§ Data listing
⟨

PR #1321, opened 2024-01-11
Adding tests for all possible assessment statuses

davidatkinsuk:
As part of the work to update the assessment endpoint to use ‘in database’ paging, we need to move the logic that filters on status into the database queries.

As a pre-requisite to this work this commit ensures there is an integration test for each possible CAS1/CAS3 status, and tests to ensure multiple statuses can be used for filtering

⟩

§ Aim of the exercise
Your output should match the records above word for word.

§ Exercise output
PR #1321, opened 2024-01-11
Adding tests for all possible assessment statuses

davidatkinsuk:
As part of the work to update the assessment endpoint to use ‘in database’ paging, we need to move the logic that filters on status into the database queries.

As a pre-requisite to this work this commit ensures there is an integration test for each possible CAS1/CAS3 status, and tests to ensure multiple statuses can be used for filtering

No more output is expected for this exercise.